Not everyone quickly exits groups they don’t like, though. There is social pressure to remain, since anyone’s exit gets publicly broadcast in the group. Being a member of a WhatsApp group is the latest measure of conformity, and irrespective of how annoying some groups are, one is forced to endure.

Not all WhatsApp groups are annoying, though. Some groups I’m a member of are an absolute joy. There are times when I explicitly choose to initiate a conversation within the group, than bilaterally, so that others in the group can pitch in. And this taking of the conversation to the group is usually not minded by the intended counterparty as well.

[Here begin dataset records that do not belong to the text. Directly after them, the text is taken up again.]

PR #2400, opened 2021-08-19
Drop use of py23 module intenally

khaledhosny:
Move the rest of `py23` module to `textTools`, and change all imports to use `textTools` module, except the `test_py23.py` test which is kept until we decide to remove the module (if ever).

### DIFF
--- a/Doc/source/misc/index.rst
+++ b/Doc/source/misc/index.rst
@@ -25,7 +25,6 @@ utilities by fontTools, but some of which may be more generally useful.
    psCharStrings
    psLib
    psOperators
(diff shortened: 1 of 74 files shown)


anthrotype (approved):
Thanks Khaled, LGTM!
FYI, I'll be away until September, if you need to cut a release earlier you should be able to follow instructions I put in the README

khaledhosny:
>  FYI, I'll be away until September, if you need to cut a release earlier you should be able to follow instructions I put in the README

Thanks, enjoy your time.

PR #2411, opened 2021-09-20
Fix overflow check (again)

simoncozens:
My fix to @anthrotype's review comment in #2404 was premature. If a lookup could not be expressed as a particular format, the value in the `candidates` array would be `None`. The overflow check would try building it *anyway*, leading to ridiculous warnings:

```
WARNING: Contextual format 1 at foo.fea:5:5 overflowed ('NoneType' object is not iterable)
```

This skips over non-existent subtables when doing the overflow check.


anthrotype:
thanks for the quick fix!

Thinking about good and bad WhatsApp groups, I was wondering if there is a good and clean metric to determine how “good” or “useful” a WhatsApp group might be. Based on my experience, I have one idea. Do let me know if you know a better way to characterise whether a WhatsApp group is going to be good or bad.

When you have a WhatsApp group with N people, you are essentially bringing together N * (N-1)/2 pairs of people. Now, some of these pairs might get along fantastically well. Other pairs might loath each other. And yet others are indifferent to each other.

My hypothesis is that the more the number of pairs in a group that like to talk to each other, the better the group functions (yes it’s a rather simple metric).

Now, this hypothesis is rather simplistic – for example, you can have threesomes of people whose mutual relationship is very different from that of any pair taken together. So this ignores a higher order correlation term, but improves simplicity. It’s like that benzene ring, where six carbon atoms bond together in a way no two of them as a pair can (forget the scientific term for such bonding)!

Yet, what we have here is a good measure of cohesion within the group. It also explains why sometimes the addition of a single member can lead to the destruction of the group – for it can increase the proportion of people who don’t like to talk to each other!

The model is incomplete, though. For now, it doesn’t differentiate between “don’t care conditions” (people in the group who are indifferent to each other) and “don’t get alongs”. If we can incorporate that without making the formula more complex, I think we might be up to something.

Maybe we should form a WhatsApp group to discuss what a good formula might look like!